Thomas Sowell Quotes #3

“Where [democratic socialism and communism] differed was in whether the government officials who were to wield this power [to control the nation’s economy] should be elected by the general public, as advocated by democratic socialists, or chosen by some autocratic process, including dictatorship, as advocated by communists.*

“Although both socialist and communist governments began by replacing market economies with centrally planned economies in the twentieth century, by the end of that century most democratic socialist governments and most communist dictatorships had abandoned central planning after experiencing its results. Then, as many economic decisions were transferred from government officials to private individuals and organizations operating in markets, the rate of growth of output usually increased — dramatically in India and China. In both of these countries, this lifted millions of people out of dire poverty, as had happened in various other countries before. Despite the Marxian premise that the poor are poor because they are exploited by the rich, none of the Marxian dictatorships around the world with comprehensive central planning ever achieved as high a standard of living as was common in various market economies in Western Europe, North America or in such Asian nations as Japan and South Korea.

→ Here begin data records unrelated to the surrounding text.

Issue #4937, opened 2016-11-16
also in node: undefined results should not show


scottdraves:
run the following in a node cell:
```
var x = 10;
```
output shows as `"undefined"` but, just like if you evaluate `x=10` in a python cell, the output should not appear at all.

PR #4947, opened 2016-11-18
PR for  #4937 "also in node: undefined results should not show"

konstantinTarletski:


plugin/node/src/dist/node.js
```diff
@@ -62,15 +62,28 @@ define(function(require, exports, module) {
...
         },
-        evaluate: function (code, modelOutput) {
+        evaluate: function (code, modelOutput, refreshObj) {
           var deferred = Q.defer();
             var self = this;
             bkHelper.setupProgressOutput(modelOutput);
             bkHelper.httpPost(bkHelper.serverUrl(serviceBase + "/evaluate"), {shellID: self.settings.shellID, code: encodeURIComponent(code)})
             .success(function(ret) {
+
+              if("undefined" == ret || '"undefined"' == ret || "'undefined'" == ret){
```
scottdraves: this isn't the right place for this.  if you evaluate `"undefined"` in node, then the result does not appear.
the check for undefined values should be done in node on the server, not in JS on the client.

scottdraves:
also i am getting a popup error from starting the node plugin on this branch.

plugin/node/src/dist/app/app.js
```diff
@@ -75,23 +75,34 @@ app.post('/session', function (request, response) {
...
     try {
-      var transformed;
-      if(transformation.isCircularObject(result)) {
-        transformed = "ERROR: circular objects are not supported";
+      if (evaluationResult.processed) {
+        response.statusCode = 200;
+        if(transformation.isCircularObject(result)) {
+          transformed = "ERROR: circular objects are not supported";
+        } else {
+          if(undefined == result || "undefined" == result || '"undefined"' == result || "'undefined'" == result){
```
scottdraves: this is the same problem as before.

scottdraves:
just evaluate the cell "0" and get the following error:
```
express deprecated res.send(status): Use res.sendStatus(status) instead at app/app.js:105:16
```

scottdraves:
also try evaluating "null" this should not produce an empty result.

scottdraves:
closing all PRs and issues in big switch to BeakerX.

PR #4962, opened 2016-11-24
jarek/4904: initialize xs and ys by empty list

jaroslawmalekcodete:


scottdraves:
this seems to break some of the normal plot examples, try in the catalog of plot APIs, the one titled "Setting line properties".  on this branch i only get 2 lines but on master i see all 6.

scottdraves:
👍  please merge with master to pass jenkins

scottdraves:
kick jenkins

Issue #4966, opened 2016-11-29
while editing text area cursor can jump


scottdraves:
to reproduce:
* open the easyform tutorial
* scroll down to the multiline text area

“Despite the indispensability of government for some economic activities and its value for some other economic functions, the limitations of its ability to carry out some more sweeping economic activities under comprehensive central planning are not simply the limitations of particular individuals who wield power, but include inherent limitations on what power itself can accomplish.”

* “Other central planners include fascists, who allowed private ownership of the means of production, but with these owners subject to government dictates. In Germany, a special xenophobic form of fascism was called National Socialism, more commonly known by a contraction of this party’s name in Germany as Nazis.”